**Work to complete**
I'd like every line in the following listing that holds "event" copied.

**Records shown**
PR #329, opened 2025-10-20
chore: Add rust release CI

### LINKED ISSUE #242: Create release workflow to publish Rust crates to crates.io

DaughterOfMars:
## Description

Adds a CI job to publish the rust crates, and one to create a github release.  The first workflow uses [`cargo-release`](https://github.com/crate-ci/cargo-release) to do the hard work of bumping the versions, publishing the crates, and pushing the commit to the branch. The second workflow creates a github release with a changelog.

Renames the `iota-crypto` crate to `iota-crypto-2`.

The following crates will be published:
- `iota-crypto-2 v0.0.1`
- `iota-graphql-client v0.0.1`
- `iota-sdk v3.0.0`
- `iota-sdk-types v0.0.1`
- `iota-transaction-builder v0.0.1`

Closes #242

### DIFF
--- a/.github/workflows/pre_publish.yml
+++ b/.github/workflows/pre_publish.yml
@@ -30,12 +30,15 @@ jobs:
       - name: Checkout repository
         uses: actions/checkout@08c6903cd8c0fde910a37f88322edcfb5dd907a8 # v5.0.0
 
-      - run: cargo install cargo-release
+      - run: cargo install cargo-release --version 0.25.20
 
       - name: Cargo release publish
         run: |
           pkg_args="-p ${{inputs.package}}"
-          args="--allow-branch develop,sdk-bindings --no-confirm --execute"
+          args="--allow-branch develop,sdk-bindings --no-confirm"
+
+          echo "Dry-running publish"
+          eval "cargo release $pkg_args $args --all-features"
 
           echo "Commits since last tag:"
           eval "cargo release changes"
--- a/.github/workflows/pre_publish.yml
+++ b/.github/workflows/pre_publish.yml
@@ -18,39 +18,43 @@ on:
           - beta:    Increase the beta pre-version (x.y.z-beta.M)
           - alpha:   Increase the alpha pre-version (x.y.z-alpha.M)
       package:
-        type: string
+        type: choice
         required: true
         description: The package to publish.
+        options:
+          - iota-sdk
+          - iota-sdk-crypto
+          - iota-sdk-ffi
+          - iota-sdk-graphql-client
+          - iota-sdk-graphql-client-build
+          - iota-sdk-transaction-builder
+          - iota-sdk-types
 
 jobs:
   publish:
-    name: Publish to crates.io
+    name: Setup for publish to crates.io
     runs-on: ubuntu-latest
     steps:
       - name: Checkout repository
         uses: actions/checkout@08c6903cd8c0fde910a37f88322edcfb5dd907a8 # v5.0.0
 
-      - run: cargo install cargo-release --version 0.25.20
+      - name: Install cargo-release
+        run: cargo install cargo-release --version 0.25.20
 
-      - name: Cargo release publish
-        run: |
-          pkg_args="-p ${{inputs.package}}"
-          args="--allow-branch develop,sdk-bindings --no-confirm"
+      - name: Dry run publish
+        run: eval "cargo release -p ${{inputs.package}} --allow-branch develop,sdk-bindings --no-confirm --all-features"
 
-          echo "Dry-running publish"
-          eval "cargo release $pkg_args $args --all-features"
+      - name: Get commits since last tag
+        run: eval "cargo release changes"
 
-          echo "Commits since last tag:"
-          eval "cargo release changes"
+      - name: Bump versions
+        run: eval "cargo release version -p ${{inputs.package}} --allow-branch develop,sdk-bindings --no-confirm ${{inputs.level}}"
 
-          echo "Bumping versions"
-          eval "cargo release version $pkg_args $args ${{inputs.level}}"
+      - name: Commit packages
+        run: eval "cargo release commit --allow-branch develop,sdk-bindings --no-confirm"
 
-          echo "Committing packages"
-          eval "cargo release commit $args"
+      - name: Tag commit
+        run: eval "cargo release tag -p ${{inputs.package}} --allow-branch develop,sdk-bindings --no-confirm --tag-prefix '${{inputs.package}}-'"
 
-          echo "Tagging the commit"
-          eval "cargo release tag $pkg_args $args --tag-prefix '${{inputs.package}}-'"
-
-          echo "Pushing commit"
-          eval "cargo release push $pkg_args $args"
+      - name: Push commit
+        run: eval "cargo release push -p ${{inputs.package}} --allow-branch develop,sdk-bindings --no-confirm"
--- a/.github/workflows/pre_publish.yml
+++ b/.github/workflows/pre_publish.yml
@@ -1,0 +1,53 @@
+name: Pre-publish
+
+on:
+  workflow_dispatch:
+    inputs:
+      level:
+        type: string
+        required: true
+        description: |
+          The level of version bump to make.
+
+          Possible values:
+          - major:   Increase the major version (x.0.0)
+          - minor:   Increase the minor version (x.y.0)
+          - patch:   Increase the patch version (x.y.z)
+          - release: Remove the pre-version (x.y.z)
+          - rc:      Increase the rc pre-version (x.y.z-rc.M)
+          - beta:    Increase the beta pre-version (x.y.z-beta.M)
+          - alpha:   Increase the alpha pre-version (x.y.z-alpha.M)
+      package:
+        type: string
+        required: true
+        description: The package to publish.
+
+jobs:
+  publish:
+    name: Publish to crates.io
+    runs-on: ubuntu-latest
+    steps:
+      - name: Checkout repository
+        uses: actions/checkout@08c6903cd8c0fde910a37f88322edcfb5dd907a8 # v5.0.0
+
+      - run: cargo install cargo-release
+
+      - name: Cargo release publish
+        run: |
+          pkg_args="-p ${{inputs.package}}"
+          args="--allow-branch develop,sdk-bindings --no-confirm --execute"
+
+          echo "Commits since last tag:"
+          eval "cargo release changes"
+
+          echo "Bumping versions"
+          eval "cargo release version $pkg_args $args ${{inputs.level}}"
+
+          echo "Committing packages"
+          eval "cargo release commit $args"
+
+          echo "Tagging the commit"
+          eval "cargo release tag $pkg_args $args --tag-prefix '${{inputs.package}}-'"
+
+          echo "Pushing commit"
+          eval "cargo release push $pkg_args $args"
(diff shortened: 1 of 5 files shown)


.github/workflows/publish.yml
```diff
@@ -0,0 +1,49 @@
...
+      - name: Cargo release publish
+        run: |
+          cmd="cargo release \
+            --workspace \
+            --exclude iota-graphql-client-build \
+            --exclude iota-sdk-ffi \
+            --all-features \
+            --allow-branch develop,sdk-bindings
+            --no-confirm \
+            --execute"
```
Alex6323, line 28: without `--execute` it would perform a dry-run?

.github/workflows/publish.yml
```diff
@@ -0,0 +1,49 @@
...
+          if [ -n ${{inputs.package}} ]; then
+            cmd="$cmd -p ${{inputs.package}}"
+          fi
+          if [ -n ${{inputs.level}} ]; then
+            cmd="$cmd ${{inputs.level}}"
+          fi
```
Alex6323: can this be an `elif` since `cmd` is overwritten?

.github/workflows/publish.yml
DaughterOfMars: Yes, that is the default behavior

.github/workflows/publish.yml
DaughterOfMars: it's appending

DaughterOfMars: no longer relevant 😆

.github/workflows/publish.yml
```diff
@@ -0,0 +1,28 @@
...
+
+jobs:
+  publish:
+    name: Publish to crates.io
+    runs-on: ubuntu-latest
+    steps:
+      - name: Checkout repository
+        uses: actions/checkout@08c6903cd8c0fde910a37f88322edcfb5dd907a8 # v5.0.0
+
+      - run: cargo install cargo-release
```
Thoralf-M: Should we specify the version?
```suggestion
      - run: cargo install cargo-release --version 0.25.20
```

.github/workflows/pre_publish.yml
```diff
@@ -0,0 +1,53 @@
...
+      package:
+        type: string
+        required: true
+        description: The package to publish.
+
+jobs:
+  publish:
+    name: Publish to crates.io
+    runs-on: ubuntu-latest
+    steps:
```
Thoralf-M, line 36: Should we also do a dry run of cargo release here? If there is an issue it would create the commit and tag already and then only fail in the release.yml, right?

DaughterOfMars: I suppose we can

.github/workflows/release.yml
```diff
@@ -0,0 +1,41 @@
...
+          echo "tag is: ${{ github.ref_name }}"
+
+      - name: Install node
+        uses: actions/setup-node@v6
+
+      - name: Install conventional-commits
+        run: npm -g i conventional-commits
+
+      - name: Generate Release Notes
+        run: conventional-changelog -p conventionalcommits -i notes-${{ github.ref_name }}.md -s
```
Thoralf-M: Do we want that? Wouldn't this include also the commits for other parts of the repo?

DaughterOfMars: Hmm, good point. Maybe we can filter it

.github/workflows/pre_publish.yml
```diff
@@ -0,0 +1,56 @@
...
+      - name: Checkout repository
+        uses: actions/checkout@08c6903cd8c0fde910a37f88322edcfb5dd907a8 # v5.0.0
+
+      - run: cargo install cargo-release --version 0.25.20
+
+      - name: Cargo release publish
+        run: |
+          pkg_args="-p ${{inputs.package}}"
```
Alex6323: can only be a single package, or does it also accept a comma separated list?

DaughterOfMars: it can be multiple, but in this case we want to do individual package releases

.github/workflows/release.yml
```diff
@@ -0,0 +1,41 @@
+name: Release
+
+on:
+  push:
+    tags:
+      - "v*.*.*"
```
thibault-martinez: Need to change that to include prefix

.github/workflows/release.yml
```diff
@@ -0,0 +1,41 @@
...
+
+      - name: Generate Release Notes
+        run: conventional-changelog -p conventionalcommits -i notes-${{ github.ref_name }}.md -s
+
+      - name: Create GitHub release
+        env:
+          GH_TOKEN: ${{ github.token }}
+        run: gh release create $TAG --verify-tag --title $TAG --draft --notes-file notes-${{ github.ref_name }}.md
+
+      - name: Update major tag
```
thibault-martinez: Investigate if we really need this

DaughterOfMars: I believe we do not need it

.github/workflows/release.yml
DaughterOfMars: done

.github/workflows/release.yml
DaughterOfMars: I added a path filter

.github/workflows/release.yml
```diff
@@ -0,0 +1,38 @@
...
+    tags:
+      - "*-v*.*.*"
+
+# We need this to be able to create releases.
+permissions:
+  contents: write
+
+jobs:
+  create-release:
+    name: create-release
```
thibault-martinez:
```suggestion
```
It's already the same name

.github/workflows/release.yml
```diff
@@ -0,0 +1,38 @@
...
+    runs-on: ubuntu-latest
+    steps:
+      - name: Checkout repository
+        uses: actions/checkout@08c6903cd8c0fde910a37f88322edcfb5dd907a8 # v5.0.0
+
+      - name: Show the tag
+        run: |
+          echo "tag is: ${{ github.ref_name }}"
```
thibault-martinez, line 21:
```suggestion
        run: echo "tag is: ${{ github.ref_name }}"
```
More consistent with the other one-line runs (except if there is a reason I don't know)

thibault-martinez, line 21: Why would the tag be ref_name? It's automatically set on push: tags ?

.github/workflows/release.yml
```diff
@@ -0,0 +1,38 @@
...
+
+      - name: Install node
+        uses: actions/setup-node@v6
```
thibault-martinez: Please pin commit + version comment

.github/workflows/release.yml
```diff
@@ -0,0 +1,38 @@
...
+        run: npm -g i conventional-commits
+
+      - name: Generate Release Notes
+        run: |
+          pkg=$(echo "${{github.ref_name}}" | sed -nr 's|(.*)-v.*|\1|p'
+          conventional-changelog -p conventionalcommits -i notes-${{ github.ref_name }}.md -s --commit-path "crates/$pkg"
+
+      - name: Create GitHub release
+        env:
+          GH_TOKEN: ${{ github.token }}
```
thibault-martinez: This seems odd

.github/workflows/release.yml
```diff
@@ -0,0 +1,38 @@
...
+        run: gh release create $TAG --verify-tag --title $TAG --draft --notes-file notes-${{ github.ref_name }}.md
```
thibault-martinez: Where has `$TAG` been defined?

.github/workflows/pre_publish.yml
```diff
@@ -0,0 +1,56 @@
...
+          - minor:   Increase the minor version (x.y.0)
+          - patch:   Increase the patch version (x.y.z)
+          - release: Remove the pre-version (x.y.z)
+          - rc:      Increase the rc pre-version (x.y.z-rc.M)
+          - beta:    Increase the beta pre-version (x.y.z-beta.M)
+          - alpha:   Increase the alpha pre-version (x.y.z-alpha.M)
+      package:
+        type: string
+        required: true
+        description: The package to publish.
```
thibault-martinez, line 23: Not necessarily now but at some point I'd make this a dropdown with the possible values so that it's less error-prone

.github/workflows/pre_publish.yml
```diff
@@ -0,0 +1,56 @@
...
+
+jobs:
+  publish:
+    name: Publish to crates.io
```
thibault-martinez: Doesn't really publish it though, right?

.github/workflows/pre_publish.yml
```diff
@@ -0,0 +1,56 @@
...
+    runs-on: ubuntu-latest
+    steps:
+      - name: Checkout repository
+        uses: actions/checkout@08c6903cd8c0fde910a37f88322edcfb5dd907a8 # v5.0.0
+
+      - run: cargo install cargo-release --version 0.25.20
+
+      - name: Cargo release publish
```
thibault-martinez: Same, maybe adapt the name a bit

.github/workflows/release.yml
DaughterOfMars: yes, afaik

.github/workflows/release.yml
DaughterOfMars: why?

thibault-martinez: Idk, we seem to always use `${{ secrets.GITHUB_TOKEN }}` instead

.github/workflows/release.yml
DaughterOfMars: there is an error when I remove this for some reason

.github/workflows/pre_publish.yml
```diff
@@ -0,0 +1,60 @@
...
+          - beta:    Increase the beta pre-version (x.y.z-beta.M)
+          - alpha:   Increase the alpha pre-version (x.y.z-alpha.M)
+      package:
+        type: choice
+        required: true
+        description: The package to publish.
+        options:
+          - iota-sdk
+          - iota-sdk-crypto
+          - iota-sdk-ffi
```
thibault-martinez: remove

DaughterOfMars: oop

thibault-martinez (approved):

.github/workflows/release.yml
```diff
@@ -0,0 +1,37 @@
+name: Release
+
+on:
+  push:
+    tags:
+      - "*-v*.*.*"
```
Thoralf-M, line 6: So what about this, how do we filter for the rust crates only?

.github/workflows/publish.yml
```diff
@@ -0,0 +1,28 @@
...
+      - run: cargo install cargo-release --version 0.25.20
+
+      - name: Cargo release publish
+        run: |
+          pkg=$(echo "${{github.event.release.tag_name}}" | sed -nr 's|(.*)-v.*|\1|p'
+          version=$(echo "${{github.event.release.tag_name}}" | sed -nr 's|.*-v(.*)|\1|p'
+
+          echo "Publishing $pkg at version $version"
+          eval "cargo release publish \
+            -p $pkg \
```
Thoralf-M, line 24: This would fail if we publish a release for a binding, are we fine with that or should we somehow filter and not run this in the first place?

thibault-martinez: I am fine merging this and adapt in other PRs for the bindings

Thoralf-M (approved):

**Problem solution**
+          pkg=$(echo "${{github.event.release.tag_name}}" | sed -nr 's|(.*)-v.*|\1|p'
+          version=$(echo "${{github.event.release.tag_name}}" | sed -nr 's|.*-v(.*)|\1|p'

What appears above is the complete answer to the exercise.